Markets Overview
- ASX SPI 200 futures little changed at 8,583.00
- Dow Average up 0.8% to 44,828.53
- Aussie down 0.2% to 0.6560 per US$
- US 10-year yield little changed at 4.3457%
- Australia 3-year bond yield rose 1.6 bps to 3.33%
- Australia 10-year bond yield rose 1 bp to 4.19%
- Gold spot up 0.3% to $3,337.15
- Brent futures down 0.7% to $68.30/bbl
Economic Events
- 11:30: (AU) June ANZ-Indeed Job Advertisements , prior -1.2%
Asian equities were set for a cautious start as investors awaited further details on US import duties ahead of a July 9 deadline. Oil fell after OPEC lifted output.
The dollar was steady against major peers in early trading while US equity futures slipped. Contracts for Asian equities indicated Australian, Japanese and Hong Kong markets may open steady when trading resumes Monday.
The cautious start comes as the trade war continued to cloud the outlook for inflation and corporate profitability. US Commerce Secretary Howard Lutnick said country-by-country tariffs will take effect Aug. 1, with major US trading partners hurrying over the weekend to secure trade deals or lobby for extra time.
“This is a reflection of some uncertainty over the July 9 reciprocal tariff expiry deadline,” said Tony Sycamore, an analyst at IG in Sydney. A tariff rate of 10%-15% on most if not all countries would be welcome by traders, whereas a rate greater than 20% “would rattle markets to varying degrees depending on the extent of the increase,” he said.
Crude fell almost 2% as OPEC+ said it will increase oil production even more rapidly than expected next month with eight key alliance members agreeing to raise supply by 548,000 barrels a day.
Negotiations still remained ongoing ahead of the July 9 deadline, with European leaders pushing for a deal that would allow tariff relief on carmakers for increasing US investments. Treasury Secretary Scott Bessent indicated some countries may be offered a three-week extension to negotiate.
“We judge there is a risk that President Trump reinstates higher ‘reciprocal’ tariffs on major economies such as Japan and Europe,” Commonwealth Bank of Australia strategists including Joseph Capurso wrote in a note to clients. “Higher US tariffs on the major economics would likely weigh on the US dollar against the major currencies like the Euro, yen and pound in our view, similar to the reaction ‘Liberation day’ in early April.”
China, meanwhile, said it will impose some reciprocal curbs on medical-device procurement for companies based in the European Union, adding tensions between the two major trading partners just as Beijing seeks to shore up ties with the US.

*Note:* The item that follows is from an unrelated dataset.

PR #345, opened 2020-10-25
Fix Unregister service value error bug

### LINKED ISSUE #251: Unregistering service results in ValueError when application stops
I am getting a `ValueError` when stopping my application after unregistering a service provided by a `ServiceOffer` in another plugin. 

After some digging, it looks like the `CorePlugin._service_ids` contains a list of service IDs that were provided to the `'envisage.service_offers'` extension point. Then when the plugin stops, it attempts to unregister those services. However, if one of those services was unregistered with `Application.unregister_service(<id>)`, the id is not also removed from `CorePlugin._service_ids` and stopping the plugin results in the following:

The fall in crude prices came as the alliance, led by Saudi Arabia, agreed to lift production as they sought to capitalize on strong summer demand in its move to reclaim market share.
The increase, faster than traders and analysts foresaw, may contribute to a crude surplus later this year with Wall Street firms such as JPMorgan Chase & Co. and Goldman Sachs Group Inc. anticipating that prices sink near $60 a barrel in the fourth quarter.
“For now, the oil market remains tight, suggesting it can absorb additional barrels,” said Giovanni Staunovo, an analyst at UBS AG in Zurich. “But there are rising risks like ongoing trade tensions, implying that the market could look less tight over the coming 6-12 months, which would pose downside risks to prices.”